PR #1960, opened 2023-09-04
Migrate email subscribers to a taxonomy topic list when archiving some specialist topics

hannako:
## What

Update the email alert updater class to bulk migrate specialist topic email subscribers to a new list.

## How
This application serves the UI to curate and archive specialist topic pages. Specialist topics power email alerts, ie there is an email signup button on specialist topic pages ([eg](https://www.gov.uk/topic/dealing-with-hmrc/paying-hmrc)). Subscribing to a specialist topic subscriber list will result in an email being sent to users when a major change is published to any content tagged to the specialist topic.

When we retire and redirect specialist topics, we need to handle their email subscriptions differently depending on what page the topic is being redirected to (in code the page being redirected to is referred to as the `successor`). Prior to this PR, collections publisher's email_alerts_updater service handled scenarios 1 and 2. This PR adds support for scenario 3

Scenario 1: When a specialist topic is being archived and redirected to an existing page on gov.uk, we are bulk unsubscribing its email subscribers. This will be for the majority of specialist topics.

Scenario 2: When a specialist topic is being archived and redirected to a document collection conversion (ie a document collection that contains all of the content from the original specialist topic just in a new document type) we are migrating the specialist topic email subscribers to the document collection subscriber list. 

Scenario 3: For a very small number of specialist topics which we are converting to document collections, the department would like their email subscribers to be migrated to a taxonomy topic list, instead of to the document collection subscriber list. This is because taxonomy topic email subscriptions are more similar to specialist topic subscriptions - they trigger an email when a piece of content tagged to the topic is updated. Document collection email subscriptions by contrast are "page level" and much smaller in scope.

https://trello.com/c/siCRG1zk/1978-extend-the-collections-publisher-tag-archiver-service-to-handle-document-collections-which-have-a-taxonomytopicemailoverride-fie


catalinailie (approved):
LGTM

app/services/email_alert_api/params_formatter.rb
```diff
@@ -0,0 +1,34 @@
...
+      { "links" => { "document_collections" => [content_item.content_id] } }
+    end
+
+    def specialist_topic_subscriber_list_params(topic)
+      topic.subscriber_list_search_attributes
+    end
+
+    def taxonomy_topic_subscriber_list_params(content_item)
+      {
+        "title" => content_item["title"],
```
anatron, line 28: Assuming the content_item in this method has the same data type as the content_item passed to `document_collection_subscriber_list_params` in line 7, why do we access title using square brackets here in line 28 and using a dot operator in line 10?

hannako: Ah yes this is confusing.

In line 7 we are passing an instance of the ContentItem class. So we can call the title method etc on that object. In line 28, we are passing this through, ie it is just a hash. Hence needing the square brackets.

I think I will amend this. Will push a fresh commit shortly. Thanks for the thorough review!

app/services/email_alert_api/subscriber_list_updater.rb
```diff
@@ -0,0 +1,85 @@
...
+  class SubscriberListUpdater
+    include ParamsFormatter
+
+    def self.call(...)
+      new(...).handle
+    end
+
+    attr_reader :item, :successor
+
+    def initialize(item:, successor:)
```
sivsubra-tw, line 11: Assuming item here is `content_item`, is it worth calling it as such for consistency with other files?

spec/services/email_alert_api/subscriber_list_updater_spec.rb
```diff
@@ -0,0 +1,172 @@
...
+                                .to_return(status: 200)
+
+          expect(Services.email_alert_api).to receive(:bulk_unsubscribe).never
+
+          described_class.call(item: topic, successor:)
+
+          expect(bulk_migrate_to_taxonomy_topic_stub).to have_been_requested
+        end
+
+        it "successor has a mapped specialist topic content id that matches the specialist topic's content id and also a taxonomy topic email override" do
```
sivsubra-tw, line 140: Am I right in stating that the `it` is describing the setup here (and not the behavioural expectations)?  e.g. should it actually be `it "should subscribe to associated taxonomy topic"?

sivsubra-tw (approved):
Changes themselves look good - just some nitpicky suggestions. Thanks for your work! 

cc: @anatron

app/services/email_alert_api/subscriber_list_updater.rb
hannako: Ah damn, I should have done that in https://github.com/alphagov/collections-publisher/pull/1965 

Yes, I'll update, thanks

spec/services/email_alert_api/subscriber_list_updater_spec.rb
hannako: You're right, and this is a consequence of the first commit where I've grouped the context blocks by the outcome: migrate or unsubscribe. Which is unconventional, and I obsessed over this file for a long time 😂 But I think (not sure if you'll agree!) that if you read the whole file overall it makes the behaviour of the service easier to understand.

app/services/email_alert_api/subscriber_list_updater.rb
hannako: https://github.com/alphagov/collections-publisher/pull/1960/commits/d10b1a8f1a427d39e78504fdd456a43768449f4a

hannako:
Thanks for the review comments @sivsubra-tw I've replied and pushed a change - could you let me know when you're happy for me to merge. Thank you

anatron:
@hannako Happy for it to be merged whenever you're ready!

PR #1977, opened 2023-09-22
Reinstate rake task to update the redirect for an archived specialist topic

hannako:
Reverts alphagov/collections-publisher#1903

A specialist topic has been archived and redirected to the wrong page, and we once again need to update the redirect!


FelixMarcusMillne (approved):
Sure, urgent requirement - given this is happening again, let's get this properly written, rather than removing it again, please?

catalinailie (approved):

PR #2082, opened 2024-02-08
Redirect the root specialist topic page to /browse

hannako:
Once all Level one and level two specialist topics have been redirected, we can redirect the root page to [Services and Information](https://www.gov.uk/browse)

https://trello.com/c/QrOJukDq/2373-retire-final-root-specialist-topic-page-s


Tetrino (approved):
LGTM

PR #2099, opened 2024-03-05
Remove specialist topic code from repo 1/4

georges1996:
⚠️ This repo is Continuously Deployed: make sure you [follow the guidance](https://docs.publishing.service.gov.uk/manual/development-pipeline.html#merge-your-own-pull-request) ⚠️

https://trello.com/c/RLc9saF6/2461-remove-specialist-topic-code-from-collections-publisher-m-l

This PR just removes most references to topics mainly cosmetic references in views and controllers and some usecases. This became unwieldy so moved the removal of the tag topic object and its related components here: https://github.com/alphagov/collections-publisher/pull/2102

PR #2102, opened 2024-03-11
Remove specialist topic code (dropping Tags of type topic) 2/4

georges1996:

PR 1/2: https://github.com/alphagov/collections-publisher/pull/2099

Ticket: https://trello.com/c/RLc9saF6/2461-remove-specialist-topic-code-from-collections-publisher-m-l

**dropping Tags of type `topic`**


beccapearce (approved):

beccapearce:
Looks good and works locally

app/presenters/mainstream_browse_page_presenter.rb
```diff
@@ -9,7 +9,6 @@ def format
 
   def links
     super.merge(
-      "related_topics" => @tag.topics.order(:title).map(&:content_id),
```
hannako, line 12: It looks like we missed removing `related_topics` from collections.  https://github.com/search?q=repo%3Aalphagov%2Fcollections%20related_topics&type=code

@georges1996 please could you open a PR to remove that code from collections first, and link it here? Reason being - the process we've followed so far is to remove any dependency on specialist topics from the frontend first, so that we can feel confident that when these fields are missing from the content items nothing will blow up. So we should stick with that process. 

@unoduetre please could you remove `related_topics` from [these examples](https://github.com/search?q=repo%3Aalphagov%2Fpublishing-api%20related_topics&type=code) in publishing API. There might be a dependency here so that George's PR in collections has to go live first.

hannako (approved):

anatron (approved):
LGTM

PR #82, opened 2019-03-28
Feature/st 23 merchant immediately payment

pgs-kzasada:
Before merge this to `develop` all TODOs should be resolved. This is still work-in-progress because I have to think about how to safely use MessageBus for communication between frames and parent. But the whole payment process works.


src/components/control-frame/ControlFrame.ts
```diff
@@ -28,55 +35,100 @@ export default class ControlFrame {
...
+    this.onLoad();
   }
 
-  private onClick() {
-    this._payment.cacheTokenize({
-      pan: this._formFields.cardNumber.value,
-      expirydate: this._formFields.expirationDate.value,
-      securitycode: this._formFields.securityCode.value
+  private initEventListeners() {
+    this._buttonElement.addEventListener('click', (event: Event) => {
```
james-simpson-ST: Does this mean currently only clicking the submit will start a payment? In which case do we want to also listen to customers hitting enter on input fields (both on the merchants page and within each component)?

pgs-kzasada: Yes, it means that only `submit` event triggers payment request. I don't think we should listen to customers hitting the Enter. Or we should?

james-simpson-ST: I think we should be listening to submit/click events on each component input field, the merchants page and the control frames button basically making it feel like a standard form making the iframes invisible to the user. 

Unless I'm missing something I can only see us listening to the click event on the button so this would not be behaving like a normal form would for customers

src/core/classes/CardinalCommerce.ts
```diff
@@ -164,17 +145,48 @@ class CardinalCommerce {
...
   }
-}
 
-export default CardinalCommerce;
+  private _authorizePayment(threeDResponse: string) {
+    // @TODO: use MessageBus
+    this._controlFrame.postMessage({ type: 'AUTH', data: threeDResponse }, this._controlFrameUrl);
+  }
+
+  // /**
```
pgs-gmartowski: is this still needed ?

pgs-kzasada: I'l look is is needed and if not I'll remove with task STJS-25.

pgs-kzasada:
> Before merge this to `develop` all TODOs should be resolved. This is still work-in-progress because I have to think about how to safely use MessageBus for communication between frames and parent. But the whole payment process works.

With the newest commit, MessageBus is used for (secure) communication between frames and parent. I have to look at `Window.URL` and `Window.URLSearchParams` as they are not supported by IE.

src/components/control-frame/ControlFrame.ts
pgs-kzasada: I suggest a solution as below:
1. Remove the "Pay" button from ControlFrame.
2. ControlFrame should listen on PostMessage 'ST_SUBMIT` from merchant page and when it received a message it will start the payment process.
3. Add the "Pay" button to the merchant page and trigger 'ST_SUBMIT' PostMessage as a callback on an event SUBMIT.

What do you think?

pgs-kzasada:
I've created a story STJS-159 with all missing unit tests.

src/components/control-frame/ControlFrame.ts
james-simpson-ST: This sounds good, but additionally 

4. Each FieldFrame will need to listen for SUBMIT event on themselves and fire the 'ST_SUBMIT' PostMessage

james-simpson-ST:
I am happy for this to be merged back to the develop for ST-25 and 159 to be worked on separately 

However you'll probably have to comment out the failing unit tests in order to get past the pull requirements

Also I'm not sure if you've seen my comment [here](https://github.com/SecureTrading/js-payments/pull/83#discussion_r271303711) but we might want a sparate task to resolve the URL issue on this, ST-108 and ST-144 independently because we've both used that on these different branches.

src/components/control-frame/ControlFrame.ts
james-simpson-ST: This has now been completed

PR #83, opened 2019-03-28
Feature/st 108 customization parameters

james-simpson-ST:


src/core/shared/Frame.ts
```diff
@@ -0,0 +1,37 @@
+import { Styler, AllowedStyles, Styles } from './Styler';
+
+export default class Frame {
+
+    constructor() {
+    }
```
pgs-gmartowski: empty constructor

src/core/shared/Frame.ts
```diff
@@ -0,0 +1,37 @@
...
+
+    public onInit() {
+        this._applyStyles();
+    }
+    
+    public parseUrl() {
+        var parsedUrl = new URL(window.location.href);
```
pgs-gmartowski: we should avoid using `var`, in this case you can use `const`

src/core/shared/Frame.ts
```diff
@@ -0,0 +1,37 @@
...
+        const styles: Styles = {};
+        parsedUrl.searchParams.forEach(function (value, param) {
```
pgs-gmartowski: an arrow function can be used here - `parsedUrl.searchParams.forEach((value, param) => {`

src/core/shared/Styler.ts
```diff
@@ -0,0 +1,84 @@
...
+            templates.push(`${tag} { ${tagStyle} }`);
+        }
+        return templates.join(" ");
+    }
+
+    public inject(styles: Styles) {
+        let style = document.createElement('style');
+        style.innerHTML = this._getStyleString(styles);
+        document.head.appendChild(style);
+    }
```
pgs-gmartowski: I think this method should be in `DomMethods.class.ts`

james-simpson-ST: Done

src/core/shared/Frame.ts
james-simpson-ST: Done

src/core/shared/Frame.ts
james-simpson-ST: Done

src/core/shared/Frame.ts
james-simpson-ST: Removed

example/index.ts
```diff
@@ -16,7 +16,12 @@ import { ST } from '../src/stjs';
       controlFrame: 'st-control-frame'
     },
     'st-notification-frame',
-    {},
+    {'background-color-input': 'AliceBlue',
+     'color-input-error': '#721c24',
+     'line-height-input': '12px',
+     'font-size-input': '12px',
```
pgs-kzasada: With this solution, it is impossible to define different styles, e.g. font-size, for different fields. I think we should allow the merchant to style each element as he wants. Maybe for now we can leave it as it is, but we should have in mind that this is not so flexible.

src/components/control-frame/ControlFrame.ts
```diff
@@ -33,11 +35,37 @@ export default class ControlFrame {
...
-  private onInit() {
+  public onInit() {
+    super.onInit();
     this.initEventListeners();
     this.initSubscriptions();
   }
 
+  protected _getAllowedStyles () {
+    let allowed = super._getAllowedStyles();
+    let button = '#' + Selectors.CONTROL_FRAME_BUTTON_SELECTOR;
```
pgs-kzasada: You can use ES2015 Template Strings

src/core/Element.ts
```diff
@@ -64,9 +66,14 @@ export default class Element {
    * @param elementName Name of input which we want to create
    */
 
-  public create(elementName: string) {
+  public create(elementName: string, styles: Styles) {
     this._name = elementName;
-    this._iframeSrc = Element.getComponentAddress(elementName);
+    let address = Element.getComponentAddress(elementName);
+    let params = new URLSearchParams();
```
pgs-kzasada: URLSearchParams are not supported by Internet Explorer, so we have to think about some polyfill.

aaron-moore-ST: Any idea what the compatability is like for the URL interface (eg. `const parsedUrl = new URL('http://www.example.com/demonstration.html');`)? I believe it's older and should be more widely supported.

example/index.ts
james-simpson-ST: Added to Jira backlog on task ST-158

src/core/Element.ts
pgs-kzasada: `Window.URL` is also not supported by IE. I'll think about some workaround.

james-simpson-ST: @pgs-kzasada I have been looking into this and have been hitting a bigger problem, it appears as if our current webpack/babel config does not work with IE

The problem seems to be the package I've used for the currency formatting on a previous task (money-ts) where this is not being transpiled by babel into ES2015, as a result the code currently crashes out in IE before I can even get to the URL code to try out a polyfill for that. This is already an issue on the develop branch :( 

Do you think you will be able to investigate this or do you think we should have a task at the top of next sprint to sort out compatibility within IE?

src/components/control-frame/ControlFrame.ts
```diff
@@ -33,11 +35,37 @@ export default class ControlFrame {
...
+    let buttonHover = button + ':hover';
+    allowed = { ...allowed,
```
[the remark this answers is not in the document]
james-simpson-ST: I feel it is better and more readable to see what we have actually set if we are explicit here, adding in more logic here feels a bit unnecessary when it wants to behave as a whitelist of only allow the merchant to override these specific styles, perhaps if this grew any more we'd want to do so but for now I feel this is manageable

src/components/notification-frame/NotificationFrame.ts
```diff
@@ -48,13 +51,64 @@ export default class NotificationFrame {
...
   }
 
-  private static ELEMENT_ID: string = 'st-notification-frame';
+  protected _getAllowedStyles () {
+    let allowed = super._getAllowedStyles();
+    let notification = '#' + NotificationFrame.ELEMENT_ID;
+    let error = '.' + NotificationFrame.ELEMENT_CLASSES.error + notification;
+    let success = '.' + NotificationFrame.ELEMENT_CLASSES.success + notification;
+    let warning = '.' + NotificationFrame.ELEMENT_CLASSES.warning + notification;
+    let info = '.' + NotificationFrame.ELEMENT_CLASSES.info + notification;
```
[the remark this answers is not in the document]
james-simpson-ST: Done

src/components/control-frame/ControlFrame.ts
james-simpson-ST: Done

src/core/Element.ts
pgs-kzasada: @james-simpson-ST I've created a separate task for this: STJS-168.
========
Exercise prompt →
Write down again the exact lines running from the beginning of the data to the line containing "Scenario 2: When", with both ends included.

Your solution →
PR #1960, opened 2023-09-04
Migrate email subscribers to a taxonomy topic list when archiving some specialist topics

hannako:
## What

Update the email alert updater class to bulk migrate specialist topic email subscribers to a new list.

## How
This application serves the UI to curate and archive specialist topic pages. Specialist topics power email alerts, ie there is an email signup button on specialist topic pages ([eg](https://www.gov.uk/topic/dealing-with-hmrc/paying-hmrc)). Subscribing to a specialist topic subscriber list will result in an email being sent to users when a major change is published to any content tagged to the specialist topic.

When we retire and redirect specialist topics, we need to handle their email subscriptions differently depending on what page the topic is being redirected to (in code the page being redirected to is referred to as the `successor`). Prior to this PR, collections publisher's email_alerts_updater service handled scenarios 1 and 2. This PR adds support for scenario 3

Scenario 1: When a specialist topic is being archived and redirected to an existing page on gov.uk, we are bulk unsubscribing its email subscribers. This will be for the majority of specialist topics.

Scenario 2: When a specialist topic is being archived and redirected to a document collection conversion (ie a document collection that contains all of the content from the original specialist topic just in a new document type) we are migrating the specialist topic email subscribers to the document collection subscriber list. 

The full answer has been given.